» WORK TO COMPLETE:
Nothing may be changed. Give the entries below again exactly.

[PROVIDED DATA Boundary: Start]

PR #4452, opened 2024-05-08
Fix flaky test `mavenRootPomHandlerBaseDirIsCorrect `

vchikoti1998:
## Types of changes

- [x ] Bug fix (non-breaking change which fixes an issue)

## Description
The test case mavenRootPomHandlerBaseDirIsCorrect() was updated to use `runBlocking` instead of `runTest`.  `runBlocking` is a Kotlin coroutines function that helps bridge regular blocking code (code that stops the current thread) 
with coroutine based code (code that suspends execution and allows other tasks to run concurrently). 
Using `runBlocking` resolved the issue with uncaught exceptions that was occurring when using the more specialized 
`runTest` function.
## Checklist
 
## License


plugins/toolkit/jetbrains-core/tst/software/aws/toolkits/jetbrains/services/lambda/java/JavaLambdaBuilderTest.kt
```diff
@@ -61,7 +61,7 @@ class JavaLambdaBuilderTest {
     }
 
     @Test
-    fun mavenRootPomHandlerBaseDirIsCorrect() = runTest {
+    fun mavenRootPomHandlerBaseDirIsCorrect(): Unit = runBlocking {
```
rli, line 64: tests should use runTest

gradle/libs.versions.toml
```diff
@@ -17,7 +17,7 @@ junit5 = "5.10.2"
 # https://kotlinlang.org/docs/releases.html#release-details
 kotlin = "1.9.23"
 # set in <root>/settings.gradle.kts
-kotlinCoroutines = "1.7.3"
+kotlinCoroutines = "1.8.0"
```
rli, line 20: coroutines can't be safely bumped like this
https://github.com/aws/aws-toolkit-jetbrains/blob/main/kotlinResolution.settings.gradle.kts

vchikoti1998: Sure

plugins/toolkit/jetbrains-core/tst/software/aws/toolkits/jetbrains/services/lambda/java/JavaLambdaBuilderTest.kt
vchikoti1998: will revert it

rli: discussed offline, the issue is with `runTest` and the fix is in a later version of coroutines-test

rli, line 64: it would also be good to add a comment in the source code explaining why we're using `runBlocking`
```suggestion
    fun mavenRootPomHandlerBaseDirIsCorrect() = runBlocking {
```

rli (approved):

plugins/toolkit/jetbrains-core/tst/software/aws/toolkits/jetbrains/services/lambda/java/JavaLambdaBuilderTest.kt
vchikoti1998: sure Definitely

PR #4454, opened 2024-05-09
fix flaky behaviour [ Test load tab state]

vchikoti1998:
## Types of changes

- [ x] Bug fix (non-breaking change which fixes an issue)

## Description
The test is failing because the loadState is being called out of runInEdt. When runInEdt is added, thread safety is enforced and the test passes.
## Checklist
 
## License


plugins/toolkit/jetbrains-core/tst/software/aws/toolkits/jetbrains/core/explorer/AwsToolkitExplorerToolWindowTest.kt
```diff
@@ -40,22 +40,23 @@ class AwsToolkitExplorerToolWindowTest {
...
-            }
-        )
-        assertThat(sut.state.selectedTab).isEqualTo(AwsToolkitExplorerToolWindow.Q_TAB_ID)
+            sut.loadState(
+                AwsToolkitExplorerToolWindowState().apply {
+                    selectedTab =
+                        AwsToolkitExplorerToolWindow.DEVTOOLS_TAB_ID
+                }
+            )
+            assertThat(sut.state.selectedTab).isEqualTo(AwsToolkitExplorerToolWindow.Q_TAB_ID)
```
manodnyab, line 58: Should this test change now that user can dismiss the Q tab?

vchikoti1998: In this we are just testing whether Q_TAB is selected or not. Actually this test passes but sometimes fails on CI and local. So, running this test in  `runInEdtAndGet {}  ` block. To avoid flakiness.
> Should this test change now that user can dismiss the Q tab?

I think this is an another test case, isn't it?

rli (approved):

plugins/toolkit/jetbrains-core/tst/software/aws/toolkits/jetbrains/core/explorer/AwsToolkitExplorerToolWindowTest.kt
rli: per discussion with Ankit, leave default to be Q_TAB

vchikoti1998: Default tab selected should be Q_TAB, checked with @ankit-sharma90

[PROVIDED DATA Boundary: End]

» ANSWER TO THE PROBLEM:
PR #4452, opened 2024-05-08
Fix flaky test `mavenRootPomHandlerBaseDirIsCorrect `

vchikoti1998:
## Types of changes

- [x ] Bug fix (non-breaking change which fixes an issue)

## Description
The test case mavenRootPomHandlerBaseDirIsCorrect() was updated to use `runBlocking` instead of `runTest`.  `runBlocking` is a Kotlin coroutines function that helps bridge regular blocking code (code that stops the current thread) 
with coroutine based code (code that suspends execution and allows other tasks to run concurrently). 
Using `runBlocking` resolved the issue with uncaught exceptions that was occurring when using the more specialized 
`runTest` function.
## Checklist
 
## License


plugins/toolkit/jetbrains-core/tst/software/aws/toolkits/jetbrains/services/lambda/java/JavaLambdaBuilderTest.kt
```diff
@@ -61,7 +61,7 @@ class JavaLambdaBuilderTest {
     }
 
     @Test
-    fun mavenRootPomHandlerBaseDirIsCorrect() = runTest {
+    fun mavenRootPomHandlerBaseDirIsCorrect(): Unit = runBlocking {
```
rli, line 64: tests should use runTest

gradle/libs.versions.toml
```diff
@@ -17,7 +17,7 @@ junit5 = "5.10.2"
 # https://kotlinlang.org/docs/releases.html#release-details
 kotlin = "1.9.23"
 # set in <root>/settings.gradle.kts
-kotlinCoroutines = "1.7.3"
+kotlinCoroutines = "1.8.0"
```
rli, line 20: coroutines can't be safely bumped like this
https://github.com/aws/aws-toolkit-jetbrains/blob/main/kotlinResolution.settings.gradle.kts

vchikoti1998: Sure

plugins/toolkit/jetbrains-core/tst/software/aws/toolkits/jetbrains/services/lambda/java/JavaLambdaBuilderTest.kt
vchikoti1998: will revert it

rli: discussed offline, the issue is with `runTest` and the fix is in a later version of coroutines-test

rli, line 64: it would also be good to add a comment in the source code explaining why we're using `runBlocking`
```suggestion
    fun mavenRootPomHandlerBaseDirIsCorrect() = runBlocking {
```

rli (approved):

plugins/toolkit/jetbrains-core/tst/software/aws/toolkits/jetbrains/services/lambda/java/JavaLambdaBuilderTest.kt
vchikoti1998: sure Definitely

PR #4454, opened 2024-05-09
fix flaky behaviour [ Test load tab state]

vchikoti1998:
## Types of changes

- [ x] Bug fix (non-breaking change which fixes an issue)

## Description
The test is failing because the loadState is being called out of runInEdt. When runInEdt is added, thread safety is enforced and the test passes.
## Checklist
 
## License


plugins/toolkit/jetbrains-core/tst/software/aws/toolkits/jetbrains/core/explorer/AwsToolkitExplorerToolWindowTest.kt
```diff
@@ -40,22 +40,23 @@ class AwsToolkitExplorerToolWindowTest {
...
-            }
-        )
-        assertThat(sut.state.selectedTab).isEqualTo(AwsToolkitExplorerToolWindow.Q_TAB_ID)
+            sut.loadState(
+                AwsToolkitExplorerToolWindowState().apply {
+                    selectedTab =
+                        AwsToolkitExplorerToolWindow.DEVTOOLS_TAB_ID
+                }
+            )
+            assertThat(sut.state.selectedTab).isEqualTo(AwsToolkitExplorerToolWindow.Q_TAB_ID)
```
manodnyab, line 58: Should this test change now that user can dismiss the Q tab?

vchikoti1998: In this we are just testing whether Q_TAB is selected or not. Actually this test passes but sometimes fails on CI and local. So, running this test in  `runInEdtAndGet {}  ` block. To avoid flakiness.
> Should this test change now that user can dismiss the Q tab?

I think this is an another test case, isn't it?

rli (approved):

plugins/toolkit/jetbrains-core/tst/software/aws/toolkits/jetbrains/core/explorer/AwsToolkitExplorerToolWindowTest.kt
rli: per discussion with Ankit, leave default to be Q_TAB

vchikoti1998: Default tab selected should be Q_TAB, checked with @ankit-sharma90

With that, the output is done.